RSNA 2016

Abstract Archives of the RSNA, 2016


SSM15-03

Respiratory Phase Matching in Whole-Body PET/CT Using Fast Spiral CT

Wednesday, Nov. 30 3:20PM - 3:30PM Room: S505AB



FDA Discussions may include off-label uses.

James Hamill, PhD, Knoxville, TN (Presenter) I am employed by Siemens Healthcare
Osama R. Mawlawi, PhD, Houston, TX (Abstract Co-Author) Research Grant, General Electric Company; Research Grant, Siemens AG
Joseph Meier, Houston, TX (Abstract Co-Author) Nothing to Disclose
PURPOSE

Patient motion affects the alignment of PET and CT images, sometimes leading to errors in image interpretation and PET attenuation correction.
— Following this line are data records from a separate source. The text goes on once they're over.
PR #17079, opened 2023-04-27
fix: template string comparison optimization issue

An0nie:
There is a bug in the way template string comparisons are optimized.
To my understanding, webpack tries to check whether two compared template strings either start or end to different literals, such that
```js
`a{x}` === `b{x}`
```
can be optimized out as a const false.

However,
```js
`${a}` === `${b}suffix`
```

Will be evaluated incorrectly as a constant false because of the following code

```js
const lenPrefix = Math.min(leftPrefix.length, rightPrefix.length);
const lenSuffix = Math.min(leftSuffix.length, rightSuffix.length);
if (
  leftPrefix.slice(0, lenPrefix) !== rightPrefix.slice(0, lenPrefix) ||
  leftSuffix.slice(-lenSuffix) !== rightSuffix.slice(-lenSuffix)
) {
```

We propose and evaluate a novel method for aligning PET and CT images in normal PET/CT protocols. The CT radiation dose is low and the alignment is applied in all bed positions in the chest and abdomen.

METHOD AND MATERIALS

Our protocol includes a non-gated low-dose spiral CT scan during free breathing, followed by listmode PET, also in free breathing. A respiration monitoring device collected waveform data during CT and PET. We reconstructed eight bins of gated PET (4D PET). All phases of respiration were represented by the 4D PET series, but each axial slice in CT matched just one phase. Our novel method created a matched 3D PET series by selecting, slice by slice, the phase in 4D PET that matched CT in that slice, based on the respiratory waveform measured during CT. PET and CT were aligned even though breathing motion affected the CT image. PET/CT data were acquired in step and shoot and continuous bed motion modes on Siemens mCT and mCT Flow PET/CT systems with 22 cm axial coverage. We tested the method with a phantom that had a stationary line source and one that moved during CT and PET. The alignment of PET and CT, measured in mm, and PET’s spatial resolution, were evaluated for static PET, optimally gated 3D PET (HD Chest), 4D PET, and matched 3D PET. We will present matched 3D PET/CT images from 20 whole-body oncological FDG PET patients.

RESULTS

The average alignment error in the phantom study with slow CT was 9 mm for static PET, 4 mm for HD Chest, and 0.3 mm for matched 3D PET. The sharpest image resolution was seen in the HD Chest image and in two of the eight gates in 4D PET, though resolution was degraded in the other gates. In patient studies, increased PET image noise was noted, as in conventional 4D PET, but alignment of PET and CT was improved and the CT dose was unchanged from conventional PET/CT.

CONCLUSION

The matched 3D PET images were spatially matched quite closely to free-breathing CT.

CLINICAL RELEVANCE/APPLICATION

Good alignment of PET and CT normally requires additional patient radiation dose for 4D CT, extra scan time for triggered CT, or breath control. Our method is simple and uses a fast spiral CT.